WORK ORDER:
Print every entry below again. Nothing may differ from the original.
(Beginning of EXTRACTED ENTRIES)
PR #1977, opened 2023-11-10
Don't stack overflow when disposing `ReusableStringWriter`

nblumhardt:
Fixes https://github.com/serilog/serilog-sinks-console/issues/148


SeppPenner:
Thank you for the quick fix, this totally broke our system 😅

mrtristan:
commenting with keywords `StackOverflow` and `StackOverflowException` so people searching may find this like i was trying 😄

PR #1981, opened 2023-11-14
Update to .NET 8.0

eslamisepehr:
Hello 👋

Update Projects to .NET 8.0.

### DIFF
--- a/src/Serilog/Serilog.csproj
+++ b/src/Serilog/Serilog.csproj
@@ -4,7 +4,7 @@
     <VersionPrefix>3.1.2</VersionPrefix>
     <Authors>Serilog Contributors</Authors>
     <TargetFrameworks Condition=" '$(OS)' == 'Windows_NT'">net462;net471</TargetFrameworks>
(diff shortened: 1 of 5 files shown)


src/Serilog/Serilog.csproj
```diff
@@ -4,7 +4,7 @@
     <VersionPrefix>3.1.2</VersionPrefix>
     <Authors>Serilog Contributors</Authors>
     <TargetFrameworks Condition=" '$(OS)' == 'Windows_NT'">net462;net471</TargetFrameworks>
-    <TargetFrameworks>$(TargetFrameworks);netstandard2.1;netstandard2.0;net5.0;net6.0;net7.0</TargetFrameworks>
+    <TargetFrameworks>$(TargetFrameworks);netstandard2.1;netstandard2.0;net5.0;net6.0;net7.0;net8.0</TargetFrameworks>
```
bartelink, line 7: The main project should not need to target net8.0
(it does make sense to add it to test and/or samples though)
see https://github.com/serilog/serilog/issues/1970

nblumhardt: I think we should hold making ad hoc TFM changes for now, given the desire to review the strategy for TFMs across the board (but thanks all the same @eslamisepehr!).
(End of EXTRACTED ENTRIES)
EXPECTED ANSWER:
PR #1977, opened 2023-11-10
Don't stack overflow when disposing `ReusableStringWriter`

nblumhardt:
Fixes https://github.com/serilog/serilog-sinks-console/issues/148


SeppPenner:
Thank you for the quick fix, this totally broke our system 😅

mrtristan:
commenting with keywords `StackOverflow` and `StackOverflowException` so people searching may find this like i was trying 😄

PR #1981, opened 2023-11-14
Update to .NET 8.0

eslamisepehr:
Hello 👋

Update Projects to .NET 8.0.

### DIFF
--- a/src/Serilog/Serilog.csproj
+++ b/src/Serilog/Serilog.csproj
@@ -4,7 +4,7 @@
     <VersionPrefix>3.1.2</VersionPrefix>
     <Authors>Serilog Contributors</Authors>
     <TargetFrameworks Condition=" '$(OS)' == 'Windows_NT'">net462;net471</TargetFrameworks>
(diff shortened: 1 of 5 files shown)


src/Serilog/Serilog.csproj
```diff
@@ -4,7 +4,7 @@
     <VersionPrefix>3.1.2</VersionPrefix>
     <Authors>Serilog Contributors</Authors>
     <TargetFrameworks Condition=" '$(OS)' == 'Windows_NT'">net462;net471</TargetFrameworks>
-    <TargetFrameworks>$(TargetFrameworks);netstandard2.1;netstandard2.0;net5.0;net6.0;net7.0</TargetFrameworks>
+    <TargetFrameworks>$(TargetFrameworks);netstandard2.1;netstandard2.0;net5.0;net6.0;net7.0;net8.0</TargetFrameworks>
```
bartelink, line 7: The main project should not need to target net8.0
(it does make sense to add it to test and/or samples though)
see https://github.com/serilog/serilog/issues/1970

nblumhardt: I think we should hold making ad hoc TFM changes for now, given the desire to review the strategy for TFMs across the board (but thanks all the same @eslamisepehr!).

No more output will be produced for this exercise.